A Tidy API for Graph Manipulation

A graph, while not "tidy" in itself, can be thought of as two tidy data frames describing node and edge data respectively. 'tidygraph' provides an approach to manipulate these two virtual data frames using the API defined in the 'dplyr' package, as well as provides tidy interfaces to a lot of common graph algorithms.

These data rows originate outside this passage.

PR #1067, opened 2021-12-13
FLUID-6703, FLUID-6704, FLUID-6706: Fixes supporting prefs framework rewrite

amb26:
FLUID-6703: Fix and test case for id materialisation precedence
FLUID-6704: Move priority of template fetch to after model resolution
FLUID-6706: Support synchronous template fetches

### DIFF
--- a/src/framework/core/js/ResourceLoader.js
+++ b/src/framework/core/js/ResourceLoader.js
@@ -733,6 +733,10 @@ https://github.com/fluid-project/infusion/raw/main/Infusion-LICENSE.txt
 
     fluid.resourceLoader.loaders.resourceText.noPath = true;
 
+    // Implementation note: Whilst there will not be a type error if the user writes a non-promise return, there will
+    // be a race failure as the "resource" initialiser in fluid.resourceFromRecord loses to the transformEvent listener,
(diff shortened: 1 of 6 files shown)


src/framework/core/js/ResourceLoader.js
```diff
@@ -733,6 +733,10 @@ https://github.com/fluid-project/infusion/raw/main/Infusion-LICENSE.txt
 
     fluid.resourceLoader.loaders.resourceText.noPath = true;
 
+    // Implementation note: Whilst there will not be a type error if the user writes a non-promise return, there will
+    // be a race failure as the "resource" initialiser in fluid.resourceFromRecord loses to the transformEvent listener,
+    // overwriting its result with the FetchOne value as, e.g. fluid.getForComponent resolves synchronously. As a result
+    // we have to say we can't support synchronous "early" resources.
```
jobara, line 739: Isn't it possible to wrap this in a promise, or is it the fact that it would still resolve immediately a problem?

amb26: Yes, the race is to do with timing rather than the return type, but thanks for drawing my attention back to this comment which I can now delete/update since the issue is resolved

PR #1068, opened 2021-12-16
FLUID-6705: prevent line-space from affecting position of sliding panel tab

jobara:
https://issues.fluidproject.org/browse/FLUID-6705


cindyli:
Merged at 0104629aa6f3980617801aec12a8ff0ab874024b

PR #1069, opened 2022-02-01
FLUID-6710: Removing all file-scope closures from the framework preparing for 4.0.0 release

amb26:


demos/keyboard-a11y/js/five-star.js
```diff
@@ -11,194 +11,193 @@ You may obtain a copy of the ECL 2.0 License and BSD License at
...
 */
 
-var demo = demo || {};
-
-(function ($, fluid) {
-    "use strict";
+"use strict";
 
-    fluid.registerNamespace("demo.fiveStar");
+var demo = demo || {};
```
jobara, line 16: Out of curiosity, why isn't enough to just call `fluid.registerNamespace("demo.fiveStar");`

jobara: Oh I guess because of the function declarations.

src/framework/renderer/js/fluidRenderer.js
```diff
@@ -11,10 +11,9 @@ You may obtain a copy of the ECL 2.0 License and BSD License at
 https://github.com/fluid-project/infusion/raw/main/Infusion-LICENSE.txt
 */
 
-(function ($, fluid) {
-    "use strict";
-
+"use strict";
 
+(function ($) {
```
jobara: Is this still needed for jQuery? It is removed from other files.

tests/component-tests/reorderer/js/ImageReordererTests.js
```diff
@@ -13,8 +13,9 @@ https://github.com/fluid-project/infusion/raw/main/Infusion-LICENSE.txt
 
 /* global jqUnit */
 
+"use strict";
+
 (function ($) {
-    "use strict";
```
jobara: Can this be removed?

src/framework/renderer/js/fluidRenderer.js
amb26: I left the closure in since there are a lot of local variables that would otherwise leak out into the global scope, and it is not worth reengineering this file much since it will be deleted in the next release. I could remove the jQuery argument from the closure however.

tests/component-tests/reorderer/js/ImageReordererTests.js
amb26: The closure, you mean? There is an obscure timing-related issue about initialising the variable "k" in the inner scope that I didn't feel the need to look into the causes of, so I left it in.

tests/component-tests/textfieldControl/html/TextfieldStepper-test.html
```diff
@@ -62,5 +61,7 @@ <h2 id="qunit-userAgent"></h2>
         <button class="flc-textfieldStepper-increase">+</button>
     </div>
 
+    <script src="../js/TextfieldStepperTests.js"></script>
```
jobara: I wonder if we could use [`defer`](https://developer.mozilla.org/en-US/docs/Web/HTML/Element/script#attr-defer) for these cases.

jobara:
@amb26 .fluidlintallrc.json can be updated to remove the reference tin infusion-1.5.js

tests/component-tests/reorderer/js/ImageReordererTests.js
jobara: ok

src/framework/renderer/js/fluidRenderer.js
jobara: I wonder if we should remove jQuery. On one hand it probably doesn't matter, on the other, it might be confusing to and make someone in the future question why it's there.

tests/component-tests/textfieldControl/html/TextfieldStepper-test.html
amb26: Good suggestion - this seems to work

src/framework/renderer/js/fluidRenderer.js
amb26: Simplified this and ImageReordererTests closures

jobara:
@amb26 I did a quick look at the dynamic reorderer manual test and grid reorderer demo. They are both failing with an error from Reorderer.js line 463.

```log
Uncaught TypeError: dom.fastLocate(...)[(intermediate value)] is not a function
    hoverStyleHandler http://localhost:3000/src/components/reorderer/js/Reorderer.js:463
    togo http://localhost:3000/src/framework/core/js/FluidIoC.js:2849
    fire http://localhost:3000/src/framework/core/js/Fluid.js:1764
    initMovable http://localhost:3000/src/components/reorderer/js/Reorderer.js:564
    jQuery 2
Reorderer.js:463:75
    hoverStyleHandler http://localhost:3000/src/components/reorderer/js/Reorderer.js:463
    togo http://localhost:3000/src/framework/core/js/FluidIoC.js:2849
    fire http://localhost:3000/src/framework/core/js/Fluid.js:1764
    initMovable http://localhost:3000/src/components/reorderer/js/Reorderer.js:564
    jQuery 2
```

amb26:
> @amb26 I did a quick look at the dynamic reorderer manual test and grid reorderer demo. They are both failing with an error from Reorderer.js line 463

Thanks for checking this out, @jobara - I have a one-line fix for this issue, are you happy for me to add it to this branch, given I think it is an issue with the main branch rather than the work here?

jobara:
> > @amb26 I did a quick look at the dynamic reorderer manual test and grid reorderer demo. They are both failing with an error from Reorderer.js line 463
> 
> Thanks for checking this out, @jobara - I have a one-line fix for this issue, are you happy for me to add it to this branch, given I think it is an issue with the main branch rather than the work here?

If it isn't too much hassle it might be clearer in a separate PR given the size of this one, it could easily be overlooked if we need to look back on the change at some point.

amb26:
> If it isn't too much hassle it might be clearer in a separate PR given the size of this one, it could easily be overlooked if we need to look back on the change at some point. And given the issue, maybe we should merge that one fix first? What do you think?

Thanks @jobara - I've written up the issue at https://issues.fluidproject.org/browse/FLUID-6711

We can put it in immediately after this goes in - no point issuing a pull now since it will just conflict

examples/framework/preferences/minimalFootprint/js/loadScripts.js
```diff
@@ -11,59 +11,53 @@ You may obtain a copy of the ECL 2.0 License and BSD License at
 https://github.com/fluid-project/infusion/raw/main/Infusion-LICENSE.txt
 */
 
-var fluid_4_0_0 = fluid_4_0_0 || {}; // eslint-disable-line no-redeclare
-var fluid = fluid || fluid_4_0_0; // eslint-disable-line no-redeclare
-
-(function (fluid) {
```
jobara, line 17: This file is actually used to load Infusion only when needed. So the `fluid` namespace does not exist yet, and will need to be added for the functions below.

jobara:
@amb26 a couple more references to infusion-1.5.js

- in .fluidlintrc.json [line 63](https://github.com/amb26/infusion/blob/116eaba60b6397c32df3e65e037284af619385b7/.fluidlintallrc.json#L63)
- in .eslintignore [line 2](https://github.com/amb26/infusion/blob/116eaba60b6397c32df3e65e037284af619385b7/.eslintignore#L2)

Travis-CI Build Status AppVeyor Build Status CRAN_Release_Badge CRAN_Download_Badge Coverage Status

This package provides a tidy API for graph/network manipulation. While network data itself is not tidy, it can be envisioned as two tidy tables, one for node data and one for edge data. tidygraph provides a way to switch between the two tables and provides dplyr verbs for manipulating them. Furthermore it provides access to a lot of graph algorithms with return values that facilitate their use in a tidy workflow.

An example

library(tidygraph)
 
play_erdos_renyi(10, 0.5) %>% 
  activate(nodes) %>% 
  mutate(degree = centrality_degree()) %>% 
  activate(edges) %>% 
  mutate(centrality = centrality_edge_betweenness()) %>% 
  arrange(centrality)
#> #
#> # A directed simple graph with 1 component
#> #
#> # Edge Data: 37 x 3 (active)
#>    from    to centrality
#>   <int> <int>      <dbl>
#> 1    10     3   1.500000
#> 2     5     6   1.500000
#> 3     2     7   1.500000
#> 4    10     9   1.500000
#> 5     8     7   1.833333
#> 6     5     8   1.833333
#> # ... with 31 more rows
#> #
#> # Node Data: 10 x 1
#>   degree
#>    <dbl>
#> 1      5
#> 2      3
#> 3      4
#> # ... with 7 more rows

Overview

tidygraph is a huge package that exports 280 different functions and methods. It more or less wraps the full functionality of igraph in a tidy API giving you access to almost all of the dplyr verbs plus a few more, developed for use with relational data.

More verbs

tidygraph adds some extra verbs for specific use in network analysis and manipulation. The activate() defines wether one is manipulating node or edge data at the moment as shown in the example above. bind_edges(), bind_nodes(), and bind_graphs() lets you expand the graph structure you're working with, while graph_join() lets you merge two graphs on some node identifier. reroute() on the other hand lets you change the terminal nodes of the edges in the graph.

More algorithms

tidygraph wraps almost all of igraphs graph algorithms and provides a consistent interface and output that always matches the sequence of nodes and edges. All tidygraph algorithm wrappers are intended for use inside verbs where they know the context they are being called in. In the example above it is not necessary to supply the graph nor the node/edge ids to centrality_degree() and centrality_edge_betweenness() as they are aware of that already. This leads to much clearer code and less typing.

More maps

tidygraph goes beyond dplyr and also implement graph centric version of the purrr map functions. You can now call a function on the nodes in the order of a breath or depth first search while getting access to the result of the previous calls.

More morphs

tidygraph lets you temporarily change the representation of your graph, do some manipulation of the node and edge data, and then change back to the original graph with the changes being merged in automatically. This is powered by the new morph()/unmorph() verbs hat lets you e.g. contract nodes, work on the linegraph representation, split communities to seperate graphs etc. If you wish to continue with the morphed version, the crystallise() verb lets you freeze the temporary representation into a proper tbl_graph.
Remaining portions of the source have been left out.